> [Exercise aim] Only the lines below between the ones containing "Identical inputs, identical" and "This directly contradicts", inclusive, are to be reproduced, each exactly as it stands.

> [Excerpted data]

....

PR #367, opened 2026-09-09
feat: OGX to Praxis upgrade migration job and cutover gates

VaishnaviHire:
## Summary

When `spec.praxisMode.enabled` and `spec.praxisMode.migrationJob` are set, the operator runs preflight, creates Job `{name}-praxis-migration` (`ogx migrate praxis --dry-run` then `ogx migrate praxis`,
[opendatahub-io/ogx#233](https://github.com/opendatahub-io/ogx/pull/233)), and sets `PraxisCutoverReady` only after Job `Complete`. CRs that never opt in get no Job and no `status.migration`.

## Changes

- Preflight requires the OGX Postgres Secret (`spec.storage.sql.type=postgres`
  and `connectionString` with `ogx.io/watch=true`).
- `targetConnectionString` is only for a separate Praxis database; omit it to
  write to the same OGX Secret.
- Config: mount the operator-generated ConfigMap at `/etc/ogx/config.yaml` when
  the server would mount one; otherwise use the image file at that path. A user
  ConfigMap is not required.
- Credentials via `SecretKeyRef` only. Job uses the server SA / FSGroup / resources.
- Attempt key is Secret content + mounted ConfigMap content (when present) + image.
  Same attempt is not duplicated.
- Terminal state is Job conditions `Complete` / `Failed`, not `status.failed > 0`.
  Pod retries only (`backoffLimit=2`). A Failed Job is kept for `oc logs`.
- Retry: delete the Failed Job (or change Secret/config/image). Replace waits
  until the old Job is gone. Do not delete a succeeded Job — Validated is not
  recreated.
- Soft rollback only: durable warning + one Event on disable. No DB rollback.
- Docs: `docs/upgrade-praxis-migration.md`.

## Test plan

- [ ] `make lint` / `make test`
- [ ] OpenShift: opt-in brownfield CR with OGX Postgres Secret →
      `PraxisCutoverReady=True`; fail → Job remains and `oc logs` works; delete
      Job to retry; disable after a run → one soft-rollback warning. Image must
      contain `ogx migrate praxis`. Freeze writers operationally (no API freeze).


controllers/migration_job.go
```diff
@@ -0,0 +1,722 @@
...
+	return nil
+}
+
+func (r *OGXServerReconciler) createMigrationJob(
+	ctx context.Context,
+	instance *ogxiov1beta1.OGXServer,
+	runtimeConfig *runtimeConfigRef,
+	jobName, attemptKey string,
+) (*batchv1.Job, error) {
+	job, err := r.buildMigrationJob(instance, runtimeConfig, jobName, attemptKey)
```
rhdedgar: We might want to add some TLS check for configured CA bundles and add the same CA bundle volume, volume mount, and SSL_CERT_FILE env var that the server Deployment gets.

controllers/migration_job.go
```diff
@@ -0,0 +1,722 @@
...
+		return false
+	}
+	mj := instance.Spec.PraxisMode.MigrationJob
+	if mj == nil {
+		return false
+	}
+	return mj.Enabled == nil || *mj.Enabled
+}
+
+func (r *OGXServerReconciler) handleMigrationNotRequested(instance *ogxiov1beta1.OGXServer) {
```
rhdedgar: We might also want to look up and delete the existing migration `Job` via `DeletePropagationBackground` before clearing status. So that it stops the `Job` explicitly.

rhdedgar (approved):
+1, left a couple comments but they're not something I would block the PR over.

api/v1beta1/ogxserver_types.go
derekhiggins: I think we need to make this compulsory, it can't default to the same PostgreSQL instance it reads from, the default OGX source and Praxis target both contain  table named `openai_conversations`

eoinfennessy: Yes, that's a good point. We should either make it compulsory when migration is enabled, or if not provided change the database name part of the connection string to be `praxis` (or whatever the default DB name Praxis currently uses). I'm leaning towards the former to keep things simple / explicit.

controllers/migration_job.go
VaishnaviHire: Addressed: the Job now mounts the same managed CA bundle volume as the server and sets `SSL_CERT_FILE` when TLS trust (or an ODH trusted CA) is configured. Preflight also requires that ConfigMap to exist before the Job is created.

api/v1beta1/ogxserver_types.go
VaishnaviHire: Went with making it compulsory when migration is enabled, as you suggested.

controllers/migration_job.go
VaishnaviHire: Addressed: when migration is not opted in, the operator deletes the existing `{name}-praxis-migration` Job with `DeletePropagationBackground` before clearing status.

api/v1beta1/ogxserver_types.go
VaishnaviHire: Agreed — `targetConnectionString` is now required when `migrationJob` is set (CRD + CEL + preflight). There is no fallback to the OGX source database.

VaishnaviHire: Good catch, fixed it.

api/v1beta1/ogxserver_types.go
```diff
@@ -474,25 +474,31 @@ type PraxisSelector struct {
...
-	TargetConnectionString *SecretKeyRef `json:"targetConnectionString,omitempty"`
+	// +kubebuilder:validation:Required
+	TargetConnectionString *SecretKeyRef `json:"targetConnectionString"`
 }
 
 // PraxisMode configures integration with an existing Praxis instance that
 // acts as gateway for this OGX server.
+// +kubebuilder:validation:XValidation:rule="!has(self.migrationJob) || has(self.migrationJob.targetConnectionString)",message="targetConnectionString is required when migrationJob is set"
+//
+//nolint:lll // kubebuilder markers cannot be split across lines.
```
eoinfennessy: This CEL validation can be removed because `TargetConnectionString` is now a required field.
```suggestion
```

controllers/kubebuilder_rbac.go
```diff
@@ -46,6 +46,13 @@ package controllers
 // PodDisruptionBudget permissions - controller creates and manages voluntary disruption controls
 //+kubebuilder:rbac:groups=policy,resources=poddisruptionbudgets,verbs=get;list;watch;create;update;patch;delete
 
+// Job permissions - controller creates and tracks Praxis migration Jobs
+//+kubebuilder:rbac:groups=batch,resources=jobs,verbs=get;list;watch;create;update;patch;delete
+//+kubebuilder:rbac:groups=batch,resources=jobs/status,verbs=get
+
+// Event permissions - controller emits migration progress/failure events
+//+kubebuilder:rbac:groups="",resources=events,verbs=create;patch
```
eoinfennessy, line 54: Why do we need to emit events?

If we want to warn users of soft rollback (i.e. no Praxis DB writes migrated to OGX DB) we could instead add a validating webhook warning (not a hard error) when `spec.praxisMode.enabled` is updated from `true` to `false`.

eoinfennessy (commented):
Generally looks good to me. Two suggestions inline and a couple of agent findings below:

High: replacement migrations may overlap. Stale Jobs are deleted with background propagation, so the Job can disappear before its Pods terminate; reconciliation may then start the replacement while the old migration still runs. Use foreground deletion or verify dependent Pods are gone. See [migration_job.go (line 498)](/Users/efenness/github/ogx-ai/ogx-k8s-operator/controllers/migration_job.go:498).

Medium: source and target may be the same database. Preflight verifies both Secrets exist but never rejects identical references or connection strings, despite the API warning that they must differ. See [migration_job.go (line 184)](/Users/efenness/github/ogx-ai/ogx-k8s-operator/controllers/migration_job.go:184).

Medium: an unowned Job can be trusted or deleted. Existing Jobs are checked only by name and attempt annotation, without verifying their controller owner UID. A leftover Job from a recreated CR could be treated as successful—or deleted as stale. See [migration_job.go (line 451)](/Users/efenness/github/ogx-ai/ogx-k8s-operator/controllers/migration_job.go:451).

controllers/kubebuilder_rbac.go
VaishnaviHire: Yeah I will move the rollback warning to webhook. But I think the events will still be helpful for Job create / fail / cutover. Those happen after admission, and they show up on `oc describe` without scraping conditions.

VaishnaviHire: Done

derekhiggins (approved):
lgtm, thanks

nathan-weinberg (commented):
Reviewed at `d7fddf5`. Branch checked out locally: `make lint` clean, `make manifests generate api-docs` produces no diff, and the 24 new migration tests pass. `TestReconcile` fails, but it fails identically on `feature/praxis` (`failed to resolve base config from OCI labels: OCI label fetcher is not configured`) — pre-existing, not caused by this PR.

Findings 1, 2, 5, and 6 were confirmed empirically with throwaway tests written against this PR's own fixtures (`migrationInstance`, `migrationObjects`, `runtimeCfg`, `markJobComplete`), then deleted. Raw output is inlined under each finding.

## Overall

Solid, careful work. Things done well:

- Opt-in design with **zero status footprint** for CRs that never participate.
- Terminal state read from Job **conditions** (`Complete`/`Failed`) rather than `status.failed > 0`.
- Foreground propagation on replace, so a new attempt waits for the old Pods to clear.
- `docs/upgrade-praxis-migration.md` is genuinely good — more accurate than the PR description.
- The `SetCondition` `LastTransitionTime`-preservation fix is a good general improvement worth having independent of this feature.
- Broad test coverage (24 cases), lint clean, generated manifests in sync.

The concerns are concentrated in one place:

> **The attempt key is used both as a retry-dedup mechanism and as a success invalidator, and the second role is unsafe for a one-shot data migration.**

## Concerns

### 1. A *successful* migration re-runs when config / secret / image content changes

`ensureMigrationJob` → `reconcileExistingMigrationJob` deletes any Job whose `ogx.io/migration-attempt` annotation doesn't match the current key (`controllers/migration_job.go:508`), with **no check for whether that Job already reached `Complete`**. `migrationAttemptAlreadySucceeded` is only consulted when the Job is *absent* (`controllers/migration_job.go:490`).

The `cfg=` component of the attempt key is the operator-generated ConfigMap, whose **name embeds a content hash**:

```go
// controllers/ogxserver_controller.go:676
pendingGeneratedConfigMapName = generatedConfigMapName(instance.Name, generated.ContentHash)
```

So any post-cutover spec change that alters the rendered `config.yaml` — adding an inference model, tweaking a provider — invalidates the key.

Confirmed:

```
after success:                  phase=Validated attempt=1a1d4f31282c2aa7
after config change (pass1):    phase=Running  cutoverReady=false
succeeded job still present?    jobs.batch "demo-praxis-migration" not found
NEW job attempt=d38056ee1a580c4e
```

**Impact:** a routine model addition weeks after cutover deletes the audit-trail Job, flaps `PraxisCutoverReady` to `False`, and re-runs `ogx migrate praxis` against a live Praxis DB. The same applies to a source-DB password rotation (`src=` hashes secret *content*) and to an operator upgrade that bumps the distribution image.

Docs line 66 says *"Changing Secret/config/image content also starts a new attempt"* — so this is intentional, but the intent doesn't survive contact with `Validated`. That rule is right for a *pending or failed* attempt and wrong for a succeeded one.

**Suggested fix:** once `status.migration.phase == Validated`, treat it as terminal. Only allow a new attempt when the Job is absent or `Failed`, or behind an explicit force annotation.

### 2. Disable → re-enable re-runs the migration with an identical key

`clearMigrationState` (`controllers/migration_job.go:138`) replaces the whole `MigrationStatus`, wiping `AttemptKey` and `JobName`, and `handleMigrationNotRequested` deletes the Job unconditionally — including a succeeded one (this PR's own `TestReconcileMigration_SoftRollbackWarning` asserts the deletion).

Flipping `migrationJob.enabled: false` → `true` with nothing else changed:

```
after success:    phase=Validated attempt=1a1d4f31282c2aa7
after disable:    phase=Pending attemptKey=""
after re-enable:  NEW job created, attempt=1a1d4f31282c2aa7 (same key as succeeded run: true)
```

Identical inputs, identical key, and it still re-ran — because both the memory of success and the Job that proved it were destroyed.

This directly contradicts `docs/upgrade-praxis-migration.md:71`:

> *"Do not delete a succeeded Job; that attempt stays Validated and is not recreated."*

**Suggested fix:** preserve `AttemptKey`/`Phase` across `clearMigrationState`, and skip deletion for a Job that reached `Complete`.

## Medium

### 3. The unowned-Job guard doesn't fire in production

`main.go:132` filters cached Jobs by `app.kubernetes.io/managed-by=ogx-operator`. A foreign Job named `<cr>-praxis-migration` won't carry that label, so:

1. `getMigrationJob` returns `nil, nil` (cache filtered it out)
2. `assertOwnedMigrationJob` is never reached
3. `Create` → `AlreadyExists` → re-`Get` (still filtered) → `nil`
4. → error at `controllers/migration_job.go:580`: *"already exists but could not be read"*

Docs promise the Job is "left untouched"; reality is a confusing hard failure.

`TestReconcileMigration_UnownedJobIsRejected` passes only because `fake.NewClientBuilder()` applies no label filter — the fixture Job at `controllers/migration_job_test.go:460` has no labels at all.

**Suggested fix:** use `r.APIReader` for the existence/ownership check, and add the managed-by label to the test fixture so it exercises the guarded path.

### 4. Migration errors escalate to whole-CR failure

`reconcileMigration` returns hard errors for the unowned-Job case and for any Secret/ConfigMap read failure. That propagates through `reconcileResources` into `updateStatus`, which sets `Phase: Failed` and `DeploymentReady=False` (`controllers/ogxserver_controller.go:1209`) — on a perfectly healthy server — plus exponential-backoff requeue.

The preflight path already models the better behavior: set conditions, return `nil`. Worth extending that to these cases.

### 5. `RestartPolicy: OnFailure` works against the "keep the Job for `oc logs`" design

```
restartPolicy=OnFailure backoffLimit=2
```

With `OnFailure` the **same Pod restarts in place**, so `oc logs job/<name>` shows only the final attempt; earlier ones need `--previous` and the first is gone entirely after two restarts.

`RestartPolicy: Never` creates one Pod per attempt and retains all three log sets — which is what the retry story in the docs actually wants.

### 6. Preflight can't validate the no-ConfigMap path

When `runtimeConfig == nil`, the Job still gets `OGX_CONFIG=/etc/ogx/config.yaml` with nothing mounted there:

```
OGX_CONFIG="/etc/ogx/config.yaml" volumes=0 volumeMounts=0
```

Preflight passes and the failure surfaces as an opaque CLI error at runtime.

**Suggested fix:** either drop `OGX_CONFIG` in that case and let the CLI use its own default, or document that the image must ship that file.

## Minor

- **PR description is stale in two places** (the docs file is correct — just sync the description):
  - *"targetConnectionString is only for a separate Praxis database; omit it to write to the same OGX Secret"* — the field is now `+kubebuilder:validation:Required` (`api/v1beta1/ogxserver_types.go:493`) and `ensureDistinctMigrationDatabases` rejects the same DB.
  - *"durable warning + one Event on disable"* — no Event is emitted on disable. The soft-rollback signal is an **admission warning only**; `TestReconcileMigration_SoftRollbackWarning` explicitly asserts that no such Event fires.
- `targetConnectionString` optional → required is a **breaking CRD change**. Fine on an unreleased feature branch, but worth a line in the description since it rejects existing `migrationJob: {}` CRs.
- `MigrationPhaseSucceeded` is declared, commented as unused, and still in the CRD enum. Drop it or use it.
- `MigrationValidated` and `MigrationJobSucceeded` are both set from the same `JobComplete` signal and can never disagree. If `MigrationValidated` is a placeholder for a future real validation step, saying so in the comment would help; otherwise consider collapsing them.
- `warnSoftRollbackOnPraxisDisable` (`controllers/migration_job.go:841`) re-checks `isMigrationRequested`, which its only caller already guarantees is `false`. Dead branch.
- `emitMigrationEvent` passes `reason` as the `action` argument to `Eventf` (`controllers/migration_job.go:838`); the `k8s.io/client-go/tools/events` API expects a verb there (`"Creating"`, `"Migrating"`).
- `applyMigrationPodDefaults` → `configurePodOverrides` appends `workload.overrides.volumes` to the migration pod. If a user override references an RWO PVC already bound to the server Deployment, the Job deadlocks on multi-attach — the same hazard the `Recreate` strategy exists to avoid elsewhere in this operator.

## Bottom line

**#1 and #2 are worth resolving before merge** — they turn a one-shot data migration into something that can silently re-fire during steady-state operation. Everything else is refinement.

One open question: `PraxisCutoverReady` looks *informational only* — nothing in the reconciler holds back the Deployment until the migration completes (`reconcileMigration` is the last step in `reconcileResources`, after the Deployment is applied). The title says "cutover gates"; can you confirm the gate is advisory by design?

VaishnaviHire:
Addressed `#1` , `#2` of the comments

`#4` (migration errors escalate to whole-CR failure): For this, I will open a follow-up, since this should updated across other migration paths as well.

`#5` Restart policy- kept it `onFailure` , we can document to  use `--previous` to get earlier logs.

nathan-weinberg (approved):

eoinfennessy (approved):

....

> [Result]
Identical inputs, identical key, and it still re-ran — because both the memory of success and the Job that proved it were destroyed.

This directly contradicts `docs/upgrade-praxis-migration.md:71`:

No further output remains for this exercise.